Siguió a las dos chicas, a quienes acababa de abrir una doncella.

– ¡Hola, Colin! -dijo Isis-. ¿Cómo estás?

La atrajo hacia él y la besó cerca de los cabellos. Isis olía bien.

– ¡Pero hoy no es mi cumpleaños! -protestó Isis-, ¡es el de Dupont!

– ¿Donde está ese Dupont? ¡Quiero felicitarlo!

– Es horroroso -dijo Isis-. Esta mañana le han llevado al esquilador para que estuviera guapo. Lo han bañado y todo, y, a las dos horas, tres de sus amigos han llegado con un innoble y costroso paquete de huesos y se lo han llevado. ¡Seguro que vuelve en un estado espantoso!…

– Al fin y al cabo, es su cumpleaños -observó Colin.

Por la abertura de la doble puerta veía chicos y chicas. Una docena de ellos estaban bailando. La mayoría, de pie los unos al lado de los otros, estaban juntos, por parejas del mismo sexo, con las manos en la espalda, e intercambiaban impresiones poco convincentes con expresión poco convencida.

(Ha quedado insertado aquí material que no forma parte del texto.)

Issue #182, opened 2020-08-12
Fonts and UI is pixelated on High DPI screens


rkriauciukas-freesat:
Windows 10, using the latest version of LogExpert@1.8.7. Surface Book 2, so laptop with DPI of 200% in Windows settings.

The UI of LogExpert is quite pixelated, including fonts. None of the option combinations in "Change high DPI settings" via Properties of logexpert.exe fix it. Some options fix the fonts, but then Menubar is under Toolbar etc.

Anyone seeing the same?

Hirogen:
As far as I know, Logexpert does not support Higher DPI than 100%

rkriauciukas-freesat:
Ah, I wish it did! It looks to be a great tool, hopefully it can be updated soon :)
Thanks!

Hirogen:
> Ah, I wish it did! It looks to be a great tool, hopefully it can be updated soon :)
> Thanks!

Honestly, never looked at this kind of stuff, so don't know how much "work" it could be. Doesn't look like a small change :D

rkriauciukas-freesat:
Most of the High DPI scaling issues on the apps can be fixed with a right combo in the *.exe Properties -> High DPI Settings. But I could not find a combination which would make LogExpert look properly: fonts get fixed and look nice, but then menu icons are super tiny and they are above menu bar. 

So maybe there is no need for .net 4.7, but just to find a way to make it work with one of those compatibility settings:
![image](https://user-images.githubusercontent.com/64024442/90111870-e8738700-dd57-11ea-8b67-a67569b0becb.png)

Hirogen:
> Most of the High DPI scaling issues on the apps can be fixed with a right combo in the *.exe Properties -> High DPI Settings.

that's awesome, but this can not be the real solution, only temporary fix. If High DPI will be supported it should be properly implemented

Hirogen:
https://docs.microsoft.com/en-us/dotnet/desktop/winforms/high-dpi-support-in-windows-forms?view=netframeworkdesktop-4.8

there is a possibility to add this, but it needs a few tweeks as can be seen in this screenshot (4k Display)
<img width="674" alt="image" src="https://user-images.githubusercontent.com/8225398/179362248-75fdbf49-00c9-4633-ab26-f89f6d63d10e.png">

Hirogen:
[...]

PR #238, opened 2022-07-16
Issues/issue 182 high dpi

Hirogen:
this a draft, there is still work to be done, all forms have to be updated

#182


Hirogen:
Known Problems:
TabHeader Texts are very small:
image

Textfilter (F4) and Pro Edition are cropped and not displayed correctly
image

– Quítate el abrigo -dijo Isis-. Ven, te llevo al guardarropa de los hombres.

La siguió, cruzándose al pasar con otras dos chicas, que volvían del cuarto de Isis, metamorfoseado en guardarropa de las chicas, haciendo ruido con sus bolsos y polveras. Del techo colgaban ganchos de hierro que se le habían pedido prestados al carnicero; para que hiciera bonito, Isis había pedido prestadas también dos cabezas de cordero bien desolladas, que sonreían desde los dos últimos ganchos de la fila.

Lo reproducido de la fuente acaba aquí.